Start of Excerpted data
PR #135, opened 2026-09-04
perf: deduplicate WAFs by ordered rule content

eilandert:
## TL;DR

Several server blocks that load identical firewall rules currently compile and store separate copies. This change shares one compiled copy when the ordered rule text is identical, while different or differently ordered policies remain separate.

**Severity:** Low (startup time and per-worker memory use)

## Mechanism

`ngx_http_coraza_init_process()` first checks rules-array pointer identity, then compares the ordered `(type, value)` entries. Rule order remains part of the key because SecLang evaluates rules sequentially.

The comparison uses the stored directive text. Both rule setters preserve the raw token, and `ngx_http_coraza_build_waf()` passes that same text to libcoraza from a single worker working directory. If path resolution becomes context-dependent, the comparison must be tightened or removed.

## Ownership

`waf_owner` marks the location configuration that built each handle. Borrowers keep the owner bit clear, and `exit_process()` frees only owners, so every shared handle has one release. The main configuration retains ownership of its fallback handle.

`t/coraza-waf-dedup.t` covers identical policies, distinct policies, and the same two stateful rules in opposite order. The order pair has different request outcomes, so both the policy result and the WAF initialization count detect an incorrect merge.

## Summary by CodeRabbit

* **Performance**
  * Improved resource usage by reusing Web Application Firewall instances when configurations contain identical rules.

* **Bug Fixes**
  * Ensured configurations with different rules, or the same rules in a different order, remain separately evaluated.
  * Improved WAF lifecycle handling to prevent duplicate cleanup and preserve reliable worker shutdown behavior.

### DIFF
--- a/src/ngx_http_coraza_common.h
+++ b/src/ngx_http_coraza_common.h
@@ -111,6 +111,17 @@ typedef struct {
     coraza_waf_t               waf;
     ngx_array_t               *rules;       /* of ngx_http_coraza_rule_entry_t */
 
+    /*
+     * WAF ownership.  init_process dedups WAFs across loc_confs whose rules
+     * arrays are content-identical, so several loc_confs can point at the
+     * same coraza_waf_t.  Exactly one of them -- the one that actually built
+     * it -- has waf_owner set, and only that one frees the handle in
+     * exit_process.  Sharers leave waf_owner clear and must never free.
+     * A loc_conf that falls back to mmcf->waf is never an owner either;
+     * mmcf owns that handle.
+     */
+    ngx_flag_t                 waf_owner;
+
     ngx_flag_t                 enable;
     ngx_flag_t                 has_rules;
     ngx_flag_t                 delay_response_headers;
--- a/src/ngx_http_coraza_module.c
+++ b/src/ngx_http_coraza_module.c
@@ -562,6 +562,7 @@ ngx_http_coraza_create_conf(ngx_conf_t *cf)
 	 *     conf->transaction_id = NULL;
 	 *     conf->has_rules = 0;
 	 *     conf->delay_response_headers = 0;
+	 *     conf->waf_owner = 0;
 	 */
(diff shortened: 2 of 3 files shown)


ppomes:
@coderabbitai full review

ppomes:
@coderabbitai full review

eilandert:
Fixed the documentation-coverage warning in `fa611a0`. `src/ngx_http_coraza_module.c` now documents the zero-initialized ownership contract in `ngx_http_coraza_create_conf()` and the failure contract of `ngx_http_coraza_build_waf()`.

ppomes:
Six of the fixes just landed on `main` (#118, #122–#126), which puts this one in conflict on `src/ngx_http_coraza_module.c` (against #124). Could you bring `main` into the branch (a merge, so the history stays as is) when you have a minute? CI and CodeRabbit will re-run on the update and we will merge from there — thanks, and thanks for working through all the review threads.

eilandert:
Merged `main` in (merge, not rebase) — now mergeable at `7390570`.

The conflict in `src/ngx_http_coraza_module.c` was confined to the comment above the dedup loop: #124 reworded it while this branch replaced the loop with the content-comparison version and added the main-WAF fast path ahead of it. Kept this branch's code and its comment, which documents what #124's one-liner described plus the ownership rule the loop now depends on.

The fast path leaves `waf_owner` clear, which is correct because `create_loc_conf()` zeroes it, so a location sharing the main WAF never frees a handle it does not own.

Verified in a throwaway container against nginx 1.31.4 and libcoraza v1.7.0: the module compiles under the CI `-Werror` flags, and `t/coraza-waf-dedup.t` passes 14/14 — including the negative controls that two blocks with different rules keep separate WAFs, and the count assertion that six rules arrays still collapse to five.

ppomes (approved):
End of Excerpted data
Start of Excerpted data
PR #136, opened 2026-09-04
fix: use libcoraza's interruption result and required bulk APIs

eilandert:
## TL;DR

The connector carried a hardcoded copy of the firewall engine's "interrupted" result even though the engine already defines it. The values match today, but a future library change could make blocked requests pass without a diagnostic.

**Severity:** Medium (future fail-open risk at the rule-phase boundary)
End of Excerpted data
Start of Excerpted data
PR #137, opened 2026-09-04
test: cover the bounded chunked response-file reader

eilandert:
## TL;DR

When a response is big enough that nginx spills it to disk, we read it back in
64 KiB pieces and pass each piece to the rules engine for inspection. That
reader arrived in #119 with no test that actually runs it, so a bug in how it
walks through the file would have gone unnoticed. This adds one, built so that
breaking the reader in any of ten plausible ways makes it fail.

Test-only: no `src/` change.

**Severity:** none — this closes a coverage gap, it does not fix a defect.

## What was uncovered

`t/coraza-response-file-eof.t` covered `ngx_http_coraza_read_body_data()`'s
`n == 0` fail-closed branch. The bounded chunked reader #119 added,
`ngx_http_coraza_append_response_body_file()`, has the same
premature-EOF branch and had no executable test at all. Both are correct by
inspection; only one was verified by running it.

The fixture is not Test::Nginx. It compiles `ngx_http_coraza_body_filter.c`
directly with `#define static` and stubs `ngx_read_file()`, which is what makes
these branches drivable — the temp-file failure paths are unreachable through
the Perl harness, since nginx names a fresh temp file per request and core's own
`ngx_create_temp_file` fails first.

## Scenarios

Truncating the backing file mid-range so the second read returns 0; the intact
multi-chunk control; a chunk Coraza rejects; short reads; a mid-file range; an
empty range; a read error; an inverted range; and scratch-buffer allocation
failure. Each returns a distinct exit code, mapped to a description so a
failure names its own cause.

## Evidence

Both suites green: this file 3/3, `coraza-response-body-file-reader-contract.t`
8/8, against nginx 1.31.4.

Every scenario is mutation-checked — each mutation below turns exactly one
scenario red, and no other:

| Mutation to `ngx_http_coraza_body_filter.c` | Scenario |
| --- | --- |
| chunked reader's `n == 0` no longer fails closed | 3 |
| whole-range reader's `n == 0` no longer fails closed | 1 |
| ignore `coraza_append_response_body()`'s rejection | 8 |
End of Excerpted data
▶ **Assignment**: Of the entries listed above, reproduce only the lines starting at the line containing "closed | 3 |" and ending at the line containing "rejection | 8 |". Include both, exactly as they stand.

▶ **Output of the exercise**:
| chunked reader's `n == 0` no longer fails closed | 3 |
| whole-range reader's `n == 0` no longer fails closed | 1 |
| ignore `coraza_append_response_body()`'s rejection | 8 |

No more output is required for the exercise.